DATA EXCERPTS:
####################
PR #729, opened 2021-04-06
Fix #728: Use WeakHashMap to prevent memory leaks

### LINKED ISSUE #728: Memory leak in `SmallRyeBatchLoaderContextProvider.INSTANCES`
With each request, objects are stored in the `SmallRyeBatchLoaderContextProvider.INSTANCES`, but never deleted. 

Depending on the number of batch operations and available memory, this leads more or less quickly to extremely slow requests (and almost 100% GC) and at some point to an OutOfMemoryError.

ybroeker:
Fixes the memory leak by using WeakHashMap.

### DIFF
--- a/server/implementation/src/main/java/io/smallrye/graphql/execution/context/SmallRyeBatchLoaderContextProvider.java
+++ b/server/implementation/src/main/java/io/smallrye/graphql/execution/context/SmallRyeBatchLoaderContextProvider.java
@@ -1,7 +1,6 @@
 package io.smallrye.graphql.execution.context;
 
-import java.util.Map;
-import java.util.concurrent.ConcurrentHashMap;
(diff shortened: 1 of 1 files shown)


jmartisk (commented):
Changes LGTM. Please rebase

jmartisk (approved):
Maybe we could remove the map entry for the `DataLoader` ourselves at some point, but I'm not familiar with the lifecycle of DataLoader objects so I'm not sure when exactly we can do this, and I'd rather not assume too much about how graphql-java will behave. The solution with a weak map, while not necessarily the most efficient, looks at least safe enough, so I'm +1 on this

phillip-kruger (approved):
Nice ! Thanks @ybroeker !

Issue #704, opened 2021-03-21
Support for Java 16 records


ybroeker:
Records would be super useful for Types (and maybe also inputs).

Currently, a (actually superfluous) explicit getter has to be added for each record component. It would be better if records were supported "out of the box".

Only the schema builder would have to be adapted, the Java version would not have to be adapted and could remain at 8.

----

An alternative (or an additional possibility) would be to be able to mark methods with annotations as fields, e.g. with `@Query`. A method `@Query public field()` (in a non-`@GraphQLApi` class) would then add the field `field`. This could be used together with records, but would also offer the possibility to be used in "normal" classes.

phillip-kruger:
Agree. The alternative has been discussed before (I know SPQR works like that).

t1:
I just had a second thought about this: is `@Query` the right annotation for this? Why not also `@Mutation`? Or shouldn't those two be reserved for the root `Query`/`Mutation` types? We could add a new `@Field` annotation. I think this could be more clear for users.

phillip-kruger:
I think we can close this one. If I am wrong please re-open

robp94:
The support for records is only for the server types, inputs and on the client side they seem not to be supported. Could this be added?

t1:
Yeah, that makes sense. Could you open a new issue?

PR #732, opened 2021-04-06
Allow `@Query` on POJO-methods, refs #704

ybroeker:
This PR allows to use `@Query` on POJO-methods, so methods don't need to be prefixed with `get`/`is`.

#704 should not be closed yet, native record support would still be desirable. But at least it allows to annotate components with `@Query` instead of implementing additional getters.

I'm not sure what the backport policy is, if desired I can add that to 1.0.x as well.


phillip-kruger (approved):

phillip-kruger:
Yes please backport as well
Thanks @ybroeker !

phillip-kruger:
Hi @ybroeker, hope you are well, seems this PR broke Quarkus in native mode :( 
see  https://github.com/quarkusio/quarkus/issues/17349

I'll look at this a.s.a.p, but if you have an idea what the problem is, please share :)

ybroeker:
Apparently MethodHandles have to be enabled via an explicit flag in Graalvm 20.3 (at least the part that is used), and full support has only been added with 21.0 (https://github.com/oracle/graal/issues/2761).

It should be easy to replace MethodHandles in `FieldDataFetcher`, they are only used to be able to access fields and methods in the same way.

Can create a pull request later

phillip-kruger:
Great ! Thanks :)

Issue #628, opened 2021-02-03
Support custom directive


phillip-kruger:
see https://github.com/eclipse/microprofile-graphql/issues/344

t1:
@KSmigielski : I need this for #521. Have you already started? Otherwise I will start working on this now.

t1:
We don't have full support, yet; just type directives. We at least need also field directives. I haven't considered the other possible locations and if they make sense in MP GraphQL. Reopening.

t1:
I think we can close this when #810 has been merged. If locations other than type and field become necessary in the future, we can open a new issue.

PR #736, opened 2021-04-06
Enable usage of `@JsonbCreator`

### LINKED ISSUE #705: Support for @JsonbCreator (or similar mechanisms)
Currently, a public field/setter must exist for each field of inputs.

It would be nice if `JsonbCreator` or a similar mechanism was supported. Instead of explicit setters, a constructor or a factory method would then suffice.

Also, until explicit support is available, it would allow to use records as inputs.

ybroeker:
Allows to use constructor or factory methods instead of just setters or public fields for input types.

Can backport this to 1.0.x, but would wait for a backport of #628 if any is planned?

----
Closes #705.

### DIFF
--- a/common/schema-builder/src/main/java/io/smallrye/graphql/schema/Annotations.java
+++ b/common/schema-builder/src/main/java/io/smallrye/graphql/schema/Annotations.java
@@ -102,6 +102,16 @@ public class Annotations {
         }
     }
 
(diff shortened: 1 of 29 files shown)


phillip-kruger (approved):
Thanks @ybroeker

phillip-kruger:
@t1 - what do you think ? Can we (you ;) ) backport #628 ?

PR #741, opened 2021-04-11
Move typesafe client tests to tck

t1:
and lazy init JAX-RS client, so the tests don't create one.

Building on this I will create another PR to reverse the dependency from tck→impl to impl→tck


client/tck/src/test/java/test/unit/ConfigBehavior.java
```diff
@@ -102,37 +97,6 @@ void shouldLoadAnnotatedKeyConfig() {
...
-        DummyClientRequestFilter instance = new DummyClientRequestFilter();
-        Api api = ((JaxRsTypesafeGraphQLClientBuilder) fixture.builder())
-                .register(instance)
-                .build(Api.class);
-
-        api.foo();
-
-        verify(fixture.client()).register(instance);
-    }
-
```
t1, line 135: These tests don't make any sense any more, as this is not part of the public API any more

phillip-kruger (approved):

phillip-kruger:
Nice @t1 !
####################
INSTRUCTIONS TO FOLLOW:
Output all of the data again. Match it exactly.

COMPLETED TASK:
PR #729, opened 2021-04-06
Fix #728: Use WeakHashMap to prevent memory leaks

### LINKED ISSUE #728: Memory leak in `SmallRyeBatchLoaderContextProvider.INSTANCES`
With each request, objects are stored in the `SmallRyeBatchLoaderContextProvider.INSTANCES`, but never deleted. 

Depending on the number of batch operations and available memory, this leads more or less quickly to extremely slow requests (and almost 100% GC) and at some point to an OutOfMemoryError.

ybroeker:
Fixes the memory leak by using WeakHashMap.

### DIFF
--- a/server/implementation/src/main/java/io/smallrye/graphql/execution/context/SmallRyeBatchLoaderContextProvider.java
+++ b/server/implementation/src/main/java/io/smallrye/graphql/execution/context/SmallRyeBatchLoaderContextProvider.java
@@ -1,7 +1,6 @@
 package io.smallrye.graphql.execution.context;
 
-import java.util.Map;
-import java.util.concurrent.ConcurrentHashMap;
(diff shortened: 1 of 1 files shown)


jmartisk (commented):
Changes LGTM. Please rebase

jmartisk (approved):
Maybe we could remove the map entry for the `DataLoader` ourselves at some point, but I'm not familiar with the lifecycle of DataLoader objects so I'm not sure when exactly we can do this, and I'd rather not assume too much about how graphql-java will behave. The solution with a weak map, while not necessarily the most efficient, looks at least safe enough, so I'm +1 on this

phillip-kruger (approved):
Nice ! Thanks @ybroeker !

Issue #704, opened 2021-03-21
Support for Java 16 records


ybroeker:
Records would be super useful for Types (and maybe also inputs).

Currently, a (actually superfluous) explicit getter has to be added for each record component. It would be better if records were supported "out of the box".

Only the schema builder would have to be adapted, the Java version would not have to be adapted and could remain at 8.

----

An alternative (or an additional possibility) would be to be able to mark methods with annotations as fields, e.g. with `@Query`. A method `@Query public field()` (in a non-`@GraphQLApi` class) would then add the field `field`. This could be used together with records, but would also offer the possibility to be used in "normal" classes.

phillip-kruger:
Agree. The alternative has been discussed before (I know SPQR works like that).

t1:
I just had a second thought about this: is `@Query` the right annotation for this? Why not also `@Mutation`? Or shouldn't those two be reserved for the root `Query`/`Mutation` types? We could add a new `@Field` annotation. I think this could be more clear for users.

phillip-kruger:
I think we can close this one. If I am wrong please re-open

robp94:
The support for records is only for the server types, inputs and on the client side they seem not to be supported. Could this be added?

t1:
Yeah, that makes sense. Could you open a new issue?

PR #732, opened 2021-04-06
Allow `@Query` on POJO-methods, refs #704

ybroeker:
This PR allows to use `@Query` on POJO-methods, so methods don't need to be prefixed with `get`/`is`.

#704 should not be closed yet, native record support would still be desirable. But at least it allows to annotate components with `@Query` instead of implementing additional getters.

I'm not sure what the backport policy is, if desired I can add that to 1.0.x as well.


phillip-kruger (approved):

phillip-kruger:
Yes please backport as well
Thanks @ybroeker !

phillip-kruger:
Hi @ybroeker, hope you are well, seems this PR broke Quarkus in native mode :( 
see  https://github.com/quarkusio/quarkus/issues/17349

I'll look at this a.s.a.p, but if you have an idea what the problem is, please share :)

ybroeker:
Apparently MethodHandles have to be enabled via an explicit flag in Graalvm 20.3 (at least the part that is used), and full support has only been added with 21.0 (https://github.com/oracle/graal/issues/2761).

It should be easy to replace MethodHandles in `FieldDataFetcher`, they are only used to be able to access fields and methods in the same way.

Can create a pull request later

phillip-kruger:
Great ! Thanks :)

Issue #628, opened 2021-02-03
Support custom directive


phillip-kruger:
see https://github.com/eclipse/microprofile-graphql/issues/344

t1:
@KSmigielski : I need this for #521. Have you already started? Otherwise I will start working on this now.

t1:
We don't have full support, yet; just type directives. We at least need also field directives. I haven't considered the other possible locations and if they make sense in MP GraphQL. Reopening.

t1:
I think we can close this when #810 has been merged. If locations other than type and field become necessary in the future, we can open a new issue.

PR #736, opened 2021-04-06
Enable usage of `@JsonbCreator`

### LINKED ISSUE #705: Support for @JsonbCreator (or similar mechanisms)
Currently, a public field/setter must exist for each field of inputs.

It would be nice if `JsonbCreator` or a similar mechanism was supported. Instead of explicit setters, a constructor or a factory method would then suffice.

Also, until explicit support is available, it would allow to use records as inputs.

ybroeker:
Allows to use constructor or factory methods instead of just setters or public fields for input types.

Can backport this to 1.0.x, but would wait for a backport of #628 if any is planned?

----
Closes #705.

### DIFF
--- a/common/schema-builder/src/main/java/io/smallrye/graphql/schema/Annotations.java
+++ b/common/schema-builder/src/main/java/io/smallrye/graphql/schema/Annotations.java
@@ -102,6 +102,16 @@ public class Annotations {
         }
     }
 
(diff shortened: 1 of 29 files shown)


phillip-kruger (approved):
Thanks @ybroeker

phillip-kruger:
@t1 - what do you think ? Can we (you ;) ) backport #628 ?

PR #741, opened 2021-04-11
Move typesafe client tests to tck

t1:
and lazy init JAX-RS client, so the tests don't create one.

Building on this I will create another PR to reverse the dependency from tck→impl to impl→tck


client/tck/src/test/java/test/unit/ConfigBehavior.java
```diff
@@ -102,37 +97,6 @@ void shouldLoadAnnotatedKeyConfig() {
...
-        DummyClientRequestFilter instance = new DummyClientRequestFilter();
-        Api api = ((JaxRsTypesafeGraphQLClientBuilder) fixture.builder())
-                .register(instance)
-                .build(Api.class);
-
-        api.foo();
-
-        verify(fixture.client()).register(instance);
-    }
-
```
t1, line 135: These tests don't make any sense any more, as this is not part of the public API any more

phillip-kruger (approved):

phillip-kruger:
Nice @t1 !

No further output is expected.